Thread 2 (Thread 0x7f498d1bb700 (LWP 106158)):
#0 0x00007f499b8f5ccd in poll () from /lib64/libc.so.6
#1 0x00007f498fd05c13 in Curl_poll () from /opt/CA/WAAER12/autosys/lib/libcacurl.so
#2 0x00007f498fd03db9 in curl_multi_wait () from /opt/CA/WAAER12/autosys/lib/libcacurl.so
#3 0x00007f498fcfc42e in curl_easy_perform () from /opt/CA/WAAER12/autosys/lib/libcacurl.so
#4 0x000000000065e144 in AsLogEDDAAppender::callRestAPI(AsString, CURLoption, AsString, AsString) ()
#5 0x000000000065efa0 in AsLogEDDAAppender::publishEddaEvent() ()
#6 0x000000000065f5af in AsLogEDDAAppender::write(char const*) ()
#7 0x00007f499c43516b in AsLogger::writetoappenders(char const*, char const*, bool, int) () from /opt/CA/WAAER12/autosys/lib/libasutil.so
#8 0x00007f499c435ff4 in AsLogger::log(AsString const&, int) () from /opt/CA/WAAER12/autosys/lib/libasutil.so
#9 0x00007f499c43cc38 in AsLogger::log() () from /opt/CA/WAAER12/autosys/lib/libasutil.so
#10 0x00007f499c436140 in aslog::endl(AsLogStrm&) () from /opt/CA/WAAER12/autosys/lib/libasutil.so
#11 0x00007f499c45ac88 in operator<<(AsLogStrm&, AsLogStrm& (&)(AsLogStrm&)) () from /opt/CA/WAAER12/autosys/lib/libasutil.so
#12 0x000000000056df7e in EventHandlerThreadHelper::RegisterNext(char const*, int, int, EhxEvent&) ()
#13 0x000000000058540f in EpxThread::RequeEvents() ()
#14 0x0000000000680f72 in GlobalMethods::HdxPostStartup(Hads::eHADesignator, ProtectedBool*, bool, bool) ()
#15 0x0000000000681232 in HdxPostStartup(Hads::eHADesignator, ProtectedBool*, bool, bool) ()
#16 0x000000000059bdbb in HdxThread::Iterate() ()
#17 0x00007f499c43db97 in ThreadTE () from /opt/CA/WAAER12/autosys/lib/libasutil.so
#18 0x00007f499c689ea5 in start_thread () from /lib64/libpthread.so.0
#19 0x00007f499b9009fd in clone () from /lib64/libc.so.6

Thread 1 (Thread 0x7f499e5aa740 (LWP 104022)):
#0 0x00007f499c68dde2 in pthread_cond_timedwait@@GLIBC_2.3.2 () from /lib64/libpthread.so.0
#1 0x00007f499c43d610 in msgMutex::ConditionedTimedWait(int, bool) () from /opt/CA/WAAER12/autosys/lib/libasutil.so
#2 0x000000000059ab8a in HdxThread::HdxWait() ()
#3 0x000000000067b59d in GlobalMethods::createHdxThread() ()
#4 0x0000000000681561 in GlobalMethods::RunScheduler(eRolloverAuthority) ()
#5 0x0000000000684152 in main ()

 

Environment

Release : 12.0, 12.01

Component : CA Workload Automation AE (AutoSys)

Cause

The pstack extract (Thread 2) confirms that Autosys does not receive the response from One Automation Event management after the integration initialization.

Resolution

Autosys requires One Automation Event management to be up and running after the integration.

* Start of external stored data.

PR #676, opened 2019-05-15
Initial Swipe support

AnuthaDev:
Fixes #347 
This PR enables support for swipe even when permissions are requested during the intro.
It is work in progress.
Things currently broken:
1. RTL Support
2. User can sometimes skip slides whose permissions are required.
3. Code optimization.

Also, i think this implementation needs better integration with the existing callbacks, so please guide me on that.
This is a very early PR, so a lot of work needs to be done.

Please send your feedback @cortinico @paolorotolo .

PR #678, opened 2019-05-20
Support requesting permissions without locking the Swipe

cortinico:
Make sure we don't have to `setSwipeLock(true)` if the user is
requesting a permission. This is achieved by requesting the permission
during the `onPageScrolled`. If the permission is denied, AppIntro will
go to the previous slide.

Example: 
May-20-2019 23-28-53

Fix #676
Ping @AnuthaDev

### DIFF
--- a/appintro/src/main/java/com/github/paolorotolo/appintro/AppIntroBase.kt
+++ b/appintro/src/main/java/com/github/paolorotolo/appintro/AppIntroBase.kt
@@ -3,6 +3,7 @@ package com.github.paolorotolo.appintro
 import android.animation.ArgbEvaluator
 import android.annotation.SuppressLint
 import android.content.Context
+import android.content.pm.PackageManager
 import android.os.Build
 import android.os.Bundle
 import android.os.Vibrator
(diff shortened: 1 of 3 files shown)


AnuthaDev:
@cortinico I will run it ASAP, just a quick suggestion(after looking at the GIF): I think the permissions request should fire when the user tries to leave the permission slide by swiping and not when the slide is opened.

cortinico:
Ideally yes, but that approach is harder to maintain and probably not worth
the effort.
Ideally a "good" intro will:

1) show the user why a permission is requested on slide X
2) Let the user swipe to slide X+1
3) When slide X+1 is selected will request permission
4a) If permission is accepted: user will the slide X+1 with a "thank you
for giving permission"
4b) If permission is denied: user will bump back to slide X with the
explanation on why they should give permission.

Having this approach will also simplify the handling of all the swipe
events when the Permission dialog is displayed (and will simplify the code).

AnuthaDev:
@cortinico Fair Point

AnuthaDev:
@cortinico Another Workaround: We add a button that says"Grant Permissions" on the permission slide and disable swipe right. So, the user selects slide X, then swipes right to go to slide X+1 where swipe right is disabled and a button appears that asks to grant permission.

AnuthaDev:
Something like this: 

https://drive.google.com/file/d/1-7n4X8xUl4LFqFFZo9a2fXO0WD_sfJpG/view?usp=drivesdk

cortinico:
A button "Grant Permission" can always be added by the user of the library
if they provide a custom layout.
The `askForPermissions` method that we provide in AppIntroBase is more like
a utility to simplify Permission handling but the user is free to go custom
if he wants.

AnuthaDev:
@cortinico @paolorotolo I don't think this behaviour should be there. I will submit a new PR that uses my approach in #675 in a much more efficient way.(soon)

paolorotolo:
Sure, feel free to :)

gcantoni:
@cortinico how to implement this? :)

cortinico:
> @cortinico how to implement this? :)

Hey @gcantoni This is currently on master. Will be released with the upcoming version of AppIntro (6.0.0)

By design, In the environments where Autosys is integrated with One Automation Event management for event alerts, the connection is validated by sending an API request as part of the scheduler startup procedure. The process waits for it to return before initiating the job processing. In this case, The Automic One Event management has a problem in returning the API request due to which the Autosys scheduler process is hung.

To resolve the problem, Ensure the One Automation Event management is up and running fine. Send a test API and see if it returns successfully.

Contact One Automation experts to get the problem resolved.

To work around the problem disable the One Automation Event Management integration with Autosys -

Login to the Autosys server

Kill the scheduler process which was hung

Take a backup of the Autosys configuration file ($AUTOUSER/config.$AUTOSERV)

Update and set the value of the property: OneAutomationEvents to "0"

OneAutomationEvents=0

Save the file and restart the scheduler.